Assignment »
Starting with the first line of the data that follows, transcribe every line verbatim until the line containing "1. transaction fails" has been transcribed.

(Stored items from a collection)
___

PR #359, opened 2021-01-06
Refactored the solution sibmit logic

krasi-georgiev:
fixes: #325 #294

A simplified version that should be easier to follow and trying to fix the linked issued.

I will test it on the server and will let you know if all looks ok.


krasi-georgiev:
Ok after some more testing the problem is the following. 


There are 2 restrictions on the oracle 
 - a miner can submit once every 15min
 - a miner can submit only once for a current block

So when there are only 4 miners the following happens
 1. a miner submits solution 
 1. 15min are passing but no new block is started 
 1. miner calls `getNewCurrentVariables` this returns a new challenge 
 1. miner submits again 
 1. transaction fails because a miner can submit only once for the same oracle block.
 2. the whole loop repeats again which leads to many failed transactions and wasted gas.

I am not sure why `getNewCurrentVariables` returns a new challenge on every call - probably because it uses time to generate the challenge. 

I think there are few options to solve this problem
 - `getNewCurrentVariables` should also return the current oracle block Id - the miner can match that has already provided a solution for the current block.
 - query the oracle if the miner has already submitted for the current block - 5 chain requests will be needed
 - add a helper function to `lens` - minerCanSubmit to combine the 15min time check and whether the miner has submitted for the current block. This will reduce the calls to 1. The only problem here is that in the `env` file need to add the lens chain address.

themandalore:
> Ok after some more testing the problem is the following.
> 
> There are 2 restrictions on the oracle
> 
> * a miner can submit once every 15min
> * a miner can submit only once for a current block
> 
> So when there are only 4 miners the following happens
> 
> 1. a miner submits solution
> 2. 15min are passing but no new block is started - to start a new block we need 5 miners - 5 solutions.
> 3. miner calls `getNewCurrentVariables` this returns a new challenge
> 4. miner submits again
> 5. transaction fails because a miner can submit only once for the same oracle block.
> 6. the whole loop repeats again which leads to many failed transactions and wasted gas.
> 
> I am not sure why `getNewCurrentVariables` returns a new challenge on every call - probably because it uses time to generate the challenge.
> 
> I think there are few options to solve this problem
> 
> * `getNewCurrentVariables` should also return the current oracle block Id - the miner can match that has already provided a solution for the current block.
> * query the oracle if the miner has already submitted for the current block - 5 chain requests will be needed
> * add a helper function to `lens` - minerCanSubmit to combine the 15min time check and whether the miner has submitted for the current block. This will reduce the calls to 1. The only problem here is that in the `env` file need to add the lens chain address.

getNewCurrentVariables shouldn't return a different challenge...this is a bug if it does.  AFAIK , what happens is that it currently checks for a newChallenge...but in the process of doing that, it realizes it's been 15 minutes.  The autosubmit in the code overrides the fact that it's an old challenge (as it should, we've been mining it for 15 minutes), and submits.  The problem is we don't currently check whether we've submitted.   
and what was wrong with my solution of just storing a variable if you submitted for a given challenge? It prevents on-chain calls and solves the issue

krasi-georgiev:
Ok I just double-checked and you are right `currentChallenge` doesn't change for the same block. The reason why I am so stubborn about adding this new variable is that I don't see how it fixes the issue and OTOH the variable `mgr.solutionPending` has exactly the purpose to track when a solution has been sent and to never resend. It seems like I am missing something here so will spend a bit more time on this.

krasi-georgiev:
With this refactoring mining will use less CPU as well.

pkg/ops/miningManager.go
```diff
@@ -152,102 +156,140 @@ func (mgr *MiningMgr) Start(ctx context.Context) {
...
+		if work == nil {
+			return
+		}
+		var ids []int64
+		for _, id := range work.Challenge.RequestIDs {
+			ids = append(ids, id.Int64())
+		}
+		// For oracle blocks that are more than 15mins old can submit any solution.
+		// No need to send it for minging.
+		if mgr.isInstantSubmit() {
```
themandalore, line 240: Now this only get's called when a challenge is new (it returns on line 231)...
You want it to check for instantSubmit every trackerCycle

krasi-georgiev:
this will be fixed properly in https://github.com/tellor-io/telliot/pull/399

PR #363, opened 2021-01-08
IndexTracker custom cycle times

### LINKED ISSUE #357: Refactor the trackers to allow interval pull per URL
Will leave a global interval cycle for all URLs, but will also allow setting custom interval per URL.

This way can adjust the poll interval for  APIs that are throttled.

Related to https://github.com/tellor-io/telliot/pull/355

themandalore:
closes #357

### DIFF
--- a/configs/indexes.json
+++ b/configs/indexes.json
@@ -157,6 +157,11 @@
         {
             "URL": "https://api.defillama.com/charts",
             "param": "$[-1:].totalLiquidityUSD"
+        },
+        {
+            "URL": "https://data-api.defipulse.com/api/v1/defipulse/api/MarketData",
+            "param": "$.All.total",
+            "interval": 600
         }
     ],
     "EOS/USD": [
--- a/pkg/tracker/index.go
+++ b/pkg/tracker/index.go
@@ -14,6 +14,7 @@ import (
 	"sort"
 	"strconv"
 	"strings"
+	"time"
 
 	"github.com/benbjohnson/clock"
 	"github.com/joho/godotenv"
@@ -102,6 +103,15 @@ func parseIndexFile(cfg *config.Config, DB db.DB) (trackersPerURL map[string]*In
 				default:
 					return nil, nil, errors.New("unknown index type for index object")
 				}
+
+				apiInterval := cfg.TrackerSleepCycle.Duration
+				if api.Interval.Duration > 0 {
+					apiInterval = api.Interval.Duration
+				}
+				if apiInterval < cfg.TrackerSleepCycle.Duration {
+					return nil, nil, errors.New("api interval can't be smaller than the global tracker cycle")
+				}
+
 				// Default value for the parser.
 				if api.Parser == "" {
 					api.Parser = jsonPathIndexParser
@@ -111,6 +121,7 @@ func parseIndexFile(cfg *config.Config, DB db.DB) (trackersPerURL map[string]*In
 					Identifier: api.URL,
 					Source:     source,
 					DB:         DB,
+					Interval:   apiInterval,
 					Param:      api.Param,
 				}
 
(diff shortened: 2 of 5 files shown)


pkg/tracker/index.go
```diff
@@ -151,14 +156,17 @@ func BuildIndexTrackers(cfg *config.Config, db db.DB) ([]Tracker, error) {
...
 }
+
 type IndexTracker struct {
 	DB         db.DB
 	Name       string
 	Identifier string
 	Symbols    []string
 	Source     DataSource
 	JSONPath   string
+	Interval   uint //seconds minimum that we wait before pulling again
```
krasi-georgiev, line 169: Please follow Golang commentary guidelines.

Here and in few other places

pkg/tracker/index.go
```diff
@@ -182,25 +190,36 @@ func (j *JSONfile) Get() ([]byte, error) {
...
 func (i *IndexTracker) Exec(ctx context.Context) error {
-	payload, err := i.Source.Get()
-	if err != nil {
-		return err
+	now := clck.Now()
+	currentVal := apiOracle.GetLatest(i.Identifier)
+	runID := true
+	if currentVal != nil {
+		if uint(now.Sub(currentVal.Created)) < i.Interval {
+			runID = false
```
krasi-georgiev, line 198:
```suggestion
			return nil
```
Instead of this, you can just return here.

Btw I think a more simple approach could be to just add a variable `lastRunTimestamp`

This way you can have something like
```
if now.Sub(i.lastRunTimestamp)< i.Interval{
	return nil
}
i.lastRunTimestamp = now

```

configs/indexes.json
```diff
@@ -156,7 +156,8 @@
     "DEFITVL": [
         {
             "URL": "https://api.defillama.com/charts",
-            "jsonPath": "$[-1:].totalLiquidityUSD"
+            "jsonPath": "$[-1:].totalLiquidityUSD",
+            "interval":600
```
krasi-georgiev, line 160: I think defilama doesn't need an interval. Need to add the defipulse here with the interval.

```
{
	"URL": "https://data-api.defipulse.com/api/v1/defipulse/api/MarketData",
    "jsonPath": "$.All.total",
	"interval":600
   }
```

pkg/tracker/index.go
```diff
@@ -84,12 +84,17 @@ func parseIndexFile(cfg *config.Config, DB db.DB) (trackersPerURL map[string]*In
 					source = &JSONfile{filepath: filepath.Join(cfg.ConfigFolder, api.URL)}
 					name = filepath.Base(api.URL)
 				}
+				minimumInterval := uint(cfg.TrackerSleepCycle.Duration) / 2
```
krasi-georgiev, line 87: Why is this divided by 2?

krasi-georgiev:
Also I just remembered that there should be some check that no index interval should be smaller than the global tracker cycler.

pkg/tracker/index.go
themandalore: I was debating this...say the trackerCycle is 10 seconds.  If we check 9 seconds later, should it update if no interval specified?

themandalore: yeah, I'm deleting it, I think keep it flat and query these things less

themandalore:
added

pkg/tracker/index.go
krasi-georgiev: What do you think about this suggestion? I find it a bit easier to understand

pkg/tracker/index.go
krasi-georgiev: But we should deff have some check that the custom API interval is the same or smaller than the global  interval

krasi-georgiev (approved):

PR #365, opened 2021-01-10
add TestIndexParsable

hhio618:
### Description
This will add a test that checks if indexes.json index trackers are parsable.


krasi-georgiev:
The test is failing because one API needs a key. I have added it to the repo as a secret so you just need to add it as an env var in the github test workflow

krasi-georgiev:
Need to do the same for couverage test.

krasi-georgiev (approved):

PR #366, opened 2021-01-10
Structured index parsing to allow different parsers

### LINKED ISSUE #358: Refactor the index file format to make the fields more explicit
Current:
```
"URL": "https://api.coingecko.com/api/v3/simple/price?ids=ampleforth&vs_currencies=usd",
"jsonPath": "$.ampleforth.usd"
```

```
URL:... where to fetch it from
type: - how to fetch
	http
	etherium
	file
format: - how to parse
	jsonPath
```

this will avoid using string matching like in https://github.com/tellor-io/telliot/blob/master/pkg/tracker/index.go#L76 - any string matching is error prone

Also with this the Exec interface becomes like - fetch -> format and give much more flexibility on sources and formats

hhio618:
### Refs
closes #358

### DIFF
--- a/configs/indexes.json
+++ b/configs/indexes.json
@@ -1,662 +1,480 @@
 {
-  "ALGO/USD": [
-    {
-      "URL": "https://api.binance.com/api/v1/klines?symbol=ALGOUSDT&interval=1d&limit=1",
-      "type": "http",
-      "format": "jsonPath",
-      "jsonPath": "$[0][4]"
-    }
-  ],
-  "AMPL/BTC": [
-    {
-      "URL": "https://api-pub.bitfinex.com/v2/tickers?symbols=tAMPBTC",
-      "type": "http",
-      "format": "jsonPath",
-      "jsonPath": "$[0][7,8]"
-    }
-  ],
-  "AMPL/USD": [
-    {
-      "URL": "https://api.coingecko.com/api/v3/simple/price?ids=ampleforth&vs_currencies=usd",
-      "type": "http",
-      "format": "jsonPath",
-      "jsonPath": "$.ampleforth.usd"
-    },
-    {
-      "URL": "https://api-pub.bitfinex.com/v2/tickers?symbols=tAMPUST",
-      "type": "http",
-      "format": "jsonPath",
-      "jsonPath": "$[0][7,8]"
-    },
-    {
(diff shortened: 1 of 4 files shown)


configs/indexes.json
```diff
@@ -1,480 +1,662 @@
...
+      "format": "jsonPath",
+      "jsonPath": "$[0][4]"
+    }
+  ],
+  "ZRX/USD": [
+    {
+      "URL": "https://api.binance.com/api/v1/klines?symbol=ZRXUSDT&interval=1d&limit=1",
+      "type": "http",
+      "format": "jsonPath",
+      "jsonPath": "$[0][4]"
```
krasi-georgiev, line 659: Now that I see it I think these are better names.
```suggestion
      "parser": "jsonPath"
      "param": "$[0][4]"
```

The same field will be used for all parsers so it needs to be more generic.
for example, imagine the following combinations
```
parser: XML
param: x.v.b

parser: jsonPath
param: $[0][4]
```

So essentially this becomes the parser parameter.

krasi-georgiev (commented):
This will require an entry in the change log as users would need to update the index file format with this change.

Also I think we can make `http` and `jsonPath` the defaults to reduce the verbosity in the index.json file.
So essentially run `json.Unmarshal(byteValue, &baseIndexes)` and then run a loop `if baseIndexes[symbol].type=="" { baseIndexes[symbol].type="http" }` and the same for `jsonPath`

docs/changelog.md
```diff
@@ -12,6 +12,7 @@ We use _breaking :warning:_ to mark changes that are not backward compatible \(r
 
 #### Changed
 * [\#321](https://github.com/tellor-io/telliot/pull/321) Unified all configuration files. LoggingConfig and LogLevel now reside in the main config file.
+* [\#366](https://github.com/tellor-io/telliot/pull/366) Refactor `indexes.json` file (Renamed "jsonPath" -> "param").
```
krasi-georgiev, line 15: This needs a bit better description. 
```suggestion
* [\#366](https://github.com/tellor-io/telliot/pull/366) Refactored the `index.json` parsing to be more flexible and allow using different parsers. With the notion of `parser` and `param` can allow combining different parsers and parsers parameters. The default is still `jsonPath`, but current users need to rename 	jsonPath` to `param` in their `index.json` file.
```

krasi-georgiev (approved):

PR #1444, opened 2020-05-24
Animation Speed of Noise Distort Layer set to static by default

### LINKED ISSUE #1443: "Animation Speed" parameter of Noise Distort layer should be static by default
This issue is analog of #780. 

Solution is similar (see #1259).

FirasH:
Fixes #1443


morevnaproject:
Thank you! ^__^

___

Output below »
PR #359, opened 2021-01-06
Refactored the solution sibmit logic

krasi-georgiev:
fixes: #325 #294

A simplified version that should be easier to follow and trying to fix the linked issued.

I will test it on the server and will let you know if all looks ok.


krasi-georgiev:
Ok after some more testing the problem is the following. 


There are 2 restrictions on the oracle 
 - a miner can submit once every 15min
 - a miner can submit only once for a current block

So when there are only 4 miners the following happens
 1. a miner submits solution 
 1. 15min are passing but no new block is started 
 1. miner calls `getNewCurrentVariables` this returns a new challenge 
 1. miner submits again 
 1. transaction fails because a miner can submit only once for the same oracle block.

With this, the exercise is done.